Counter-UAS and the Cost-Asymmetry Problem

If ballistic missiles are the strategic high end of the threat spectrum, drones and loitering munitions occupy the opposite end—but they may be just as operationally disruptive. They are cheaper, smaller, often harder to classify quickly, and can be deployed in large numbers.

Fincantieri was blunt on the economics of this fight. Using a very expensive missile against a very cheap drone is simply not sustainable. Instead, the company pointed to layered defensive tools intended to preserve high-end missiles for high-end threats.

Among the key solutions is the 76 mm gun with guided Strales/DART ammunition, which offers a much more economical way to defeat many air targets. Fincantieri said that with such ammunition, two guided rounds can provide a very high probability of kill at a cost drastically below that of a missile engagement. The 30 mm generation of programmable ammunition systems also plays an important role in this close- and medium-range layer, offering another relatively affordable response against asymmetric aerial threats.

The FREMM EVO’s dedicated CUAS enhancements fit directly into this logic. Red Sea lessons have clearly accelerated the need for specialized detection and engagement capabilities against small targets. The addition of a four-face AESA radar for CUAS functions underlines that this is no longer treated as a secondary or optional add-on. It is becoming a central design feature.

Passive Detection and the New Sensor Layer

Fincantieri also placed major emphasis on passive sensing, especially for operations in an emissions-controlled environment. Alongside active radar systems, the company highlighted a new infrared search and track approach designed by Leonardo (DSS IRST – Distributed Static Staring and InfraRed Search and Tracking) to provide wide-area passive surveillance.

According to Fincantieri, the new E/O IRST system includes multiple static and dynamic sensors arranged to provide full coverage around the ship. The company claims that this arrangement allows the combat system not only to determine the direction of a target, but also to estimate its distance—a major improvement over older passive systems that provided bearing only.

This new system can give you, in passive configuration, direction and distance,” Fincantieri said. That would allow a ship to operate with radars and other emitters silent while still maintaining the ability to detect and react to drones, missiles, and other asymmetric threats. In a naval environment increasingly shaped by electronic surveillance and anti-radiation risks, this kind of passive capability may become just as important as raw radar performance.

A New Way of Thinking About Frigates

Taken together, the FREMM EVO and its associated technologies point to a broader change in how Western navies are thinking about frigates. The ship is still expected to hunt submarines, escort high-value units, and conduct surface warfare. But it must now also operate as part of an integrated missile-defence network, carry layered CUAS tools, and contribute to the management of a dense and highly varied threat picture.

That is why the most important aspect of the FREMM EVO may not be any single radar, missile, or gun.

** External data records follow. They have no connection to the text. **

Issue #1949, opened 2019-02-05
Filter library based on Flow permissions


kardan:
1. Get library
2. Construct a list of forms per Flow instance 
```
{:flow-instance-a #{form-id-a form-id-b ... }
 :form-instance-b #{form-id-c form-id-d ... }}
```
3. Filter items in library that have Flow data via the Flow API (API endpoint to be designed)
4. Return library for user to see

## API Endpoint
a. get a list of all allowed forms for current user (get-list user) -> [forms]
b. post a set of forms and do the actual filtering in the Flow API (allowed-forms user #{forms}) -> filtered forms set.
c. ...

### Response
Maybe it's not enough with a list of forms but we should get more detailed permissions (view, edit, delete) on all forms?

kardan:
Ref https://github.com/akvo/akvo-flow-api/issues/146

dlebrero:
Note that the API implemented requires as input 
```
[{:instance_id "akvoflowsandbox"
:survey_id "152342023"}
{:instance_id "akvoflowsandbox"
:survey_id "148412329"}]
```

The response would be the same vector, but with only the surveys that the user is allowed to see.
The endpoint is a POST to /check_permissions. 

See https://github.com/akvo/akvo-flow-api/blob/3eea8f752469c91fd3586a3d3308b688c6dc1ca0/api/src/clojure/org/akvo/flow_api/endpoint/flumenfly.clj#L41 for an example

It may instead be the fact that the platform is being designed as part of a larger architecture—one in which active and passive sensors, long-range and short-range effectors, and multiple ship classes are expected to function together.

In that sense, the recent Gulf operations involving Fincantieri-built Qatari ships offer a useful preview of the direction of travel. Naval warfare is becoming more networked, more layered, and more dependent on balancing high-end capabilities with sustainable, lower-cost responses to mass threats.

The FREMM EVO sits squarely in that transition. It is not just an improved frigate. It is a warship designed for a maritime battlespace in which the distinction between air defence, missile defence, drone defence, and electronic warfare is increasingly blurred.